不过此战虽胜,但晋州知府殉国,晋州百姓仍然需要安抚,故而还请尚将军费心调度,莫要惊扰普通百姓。

另,晋州城中那些当初从昌遥等盐场贪墨的官盐,一律不许轻举妄动。

我会派属官将其记录在册,过些时日将是盐贩来此运盐之时,这个关头还要尚将军操劳,不可出现差错。”

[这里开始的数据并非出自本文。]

PR #3110, opened 2025-10-02
Remove history instances from traces.tsx

ghost:
- Work towards #2531 

## Description of the changes
- The `traces.tsx` component can safely use `useNavigate()` because it's already wrapped in router context through the `withRouteProps`, and since it's a functional component, it can use react hooks. The external interface remains unchanged (other components still pass the same props), so there are no breaking changes. All the actual navigation logic remain in the parent component (`index.tsx`), which we updated to accept the navigate function instead of history.

- unit tests

## Checklist

### DIFF
--- a/packages/jaeger-ui/src/components/DeepDependencies/traces.tsx
+++ b/packages/jaeger-ui/src/components/DeepDependencies/traces.tsx
@@ -13,7 +13,7 @@
 // limitations under the License.
 
 import * as React from 'react';
-import { History as RouterHistory, Location } from 'history';
+import { Location, useNavigate } from 'react-router-dom-v5-compat';
 import _get from 'lodash/get';
 import memoizeOne from 'memoize-one';
 import queryString from 'query-string';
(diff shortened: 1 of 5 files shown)


packages/jaeger-ui/src/components/DeepDependencies/traces.tsx
```diff
@@ -13,7 +13,7 @@
 // limitations under the License.
 
 import * as React from 'react';
-import { History as RouterHistory, Location } from 'history';
+import { Location, useNavigate } from 'react-router-dom-v5-compat';
```
yurishkuro, line 16: Why is using `react-router-dom-v5-compat` better? IIUC we also have an oustanding react-router 5->6 migration. Is `***v5-compat` making it compatible with v6?

ghost: Yes. `react-router-dom-v5-compat` runs React Router v6 under the hood while exposing a v5-compatible surface (via `CompatRouter`), so we can adopt v6 patterns like `useNavigate` without rewriting all v5 code (`switch`, `withRouter` etc.)

yurishkuro (approved):

PR #3149, opened 2025-11-12
Fix: Clicking dots and DDG button

ghost:
## Which problem is this PR solving?
- Resolves #3111 and https://github.com/jaegertracing/jaeger-ui/issues/3123#issuecomment-3431088792

## Description of the changes
- Replaced `history` with `useNavigate()` hook and converted `goToTrace` to `useCallback`.

https://github.com/user-attachments/assets/39df0d58-c3aa-4e71-8cbd-3cabe717db5e

## How was this change tested?
- Unit tests

## Checklist
- [x] I have read https://github.com/jaegertracing/jaeger/blob/master/CONTRIBUTING_GUIDELINES.md
- [x] I have signed all commits
- [x] I have added unit tests for the new functionality
- [x] I have run lint and test steps successfully
  - for `jaeger`: `make lint test`
  - for `jaeger-ui`: `npm run lint` and `npm run test`

PR #3150, opened 2025-11-13
Fix: Upgrade to node 24

### LINKED ISSUE #3147: [Feature]: Upgrade to Node 24
When upgrading to Node 24, there are some new conflicts in the dependencies
```
nvm use 24
rm -rf node_modules package-lock.json
npm install && npm test
```
All the above commands succeed, but the following (which is part of our CI) fails:
```
npm ls --all
...
npm error code ELSPROBLEMS
npm error invalid: ansi-styles@4.3.0 /Users/ysh/dev/jaegertracing/jaeger-ui/node_modules/ansi-styles
npm error invalid: supports-color@7.2.0 /Users/ysh/dev/jaegertracing/jaeger-ui/node_modules/supports-color
npm error invalid: react@19.2.0 /Users/ysh/dev/jaegertracing/jaeger-ui/node_modules/react
```

ghost:
- Resolves #3147 

## Description of the changes
The React 19 validation error was caused by `react-side-effect` (a transitive dependency via react-helmet). Its `package.json`:
```
json"peerDependencies": {
  "react": "^16.3.0 || ^17.0.0 || ^18.0.0"
}
```
The package does not support React 19. Our override successfully installed React 19. But `npm ls --all` do strict validation against the declared peer dependencies and make `React 19.2.0` as invalid.
Proof: https://github.com/nfl/react-helmet/issues/716

Solution: Added `react-side-effect` as a direct dependency in `package.json`. Now `npm` validates leniently, checking if React exists and is compatible -> passes with React 19.

## Checklist

### DIFF
--- a/package-lock.json
+++ b/package-lock.json
@@ -13,7 +13,8 @@
         "packages/jaeger-ui"
       ],
       "dependencies": {
-        "@tanstack/react-virtual": "^3.13.12"
+        "@tanstack/react-virtual": "^3.13.12",
+        "react-side-effect": "^2.1.2"
       },
       "devDependencies": {
         "@babel/cli": "7.28.0",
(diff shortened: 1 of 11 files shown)


ghost:
These failing tests are fixed in the PR: #3149

yurishkuro (approved):

yurishkuro:
> The React 19 validation error was caused by react-side-effect (a transitive dependency via react-helmet).

Are these libs not planning to to support R19? Should we be looking to remove them?

yurishkuro:
Thanks!

ghost:
> Are these libs not planning to to support R19? Should we be looking to remove them?

`react-helmet` and `react-side-effect` are unmaintained since around 2020. We should be looking to remove them. What i found on internet `react-helmet` is no longer needed, React 19 introduced built-in support for metadata tags.
We can now render <title>, <meta> and <link> tags directly inside any of our components.

yurishkuro:
@Parship12 how about this #3151?

ghost:
> @Parship12 how about this #3151?

Nice! much better solution. What about the clean re install?

yurishkuro:
> What about the clean re install?

Let's discuss on #3147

尚毅一听这话,高兴的眉开眼笑,他干脆的应了一声是,便风风火火的冲了出去。

徐瑾瑜随后让他退下,晋州虽平,可其还需善后。

尤其是那批盐,常州百姓苦盐已久,这批盐可解燃眉之急,但却不能随意售卖,否则原本便被哄抬而起的盐价只怕会跌入谷底。

可盐政乃是国之根本,不可轻乎,此事也需要徐瑾瑜彻底筹谋妥当才能离开。

然而,突入起来的一封密信让徐瑾瑜不由变了面色。

彼时,赵庆阳正察觉徐瑾瑜近日心情有异,不惜牺牲自己那张浓眉大眼的俊脸和徐瑾瑜玩下棋贴纸条的游戏。

可谁成想,徐瑾瑜看了过信后,原本闲闲捻在指尖的棋子直接砸在了棋盘之上。

这可是下棋大忌!

可还不待赵庆阳说什么,徐瑾瑜便直接站了起来:

“庆阳兄,即刻整队回京!京中,出事了!”

徐瑾瑜还从未有过这样焦急的面色,赵庆阳连忙一边起身,一边道:

“瑜弟,发生什么事儿了?”

徐瑾瑜顿了一下,有些艰难道:

“京中,大疫。”

赵庆阳一听,只觉得一阵晕眩,随后几乎同手同脚的走了出去,而徐瑾瑜在经过一瞬的紧张之后,却突然安定了下来。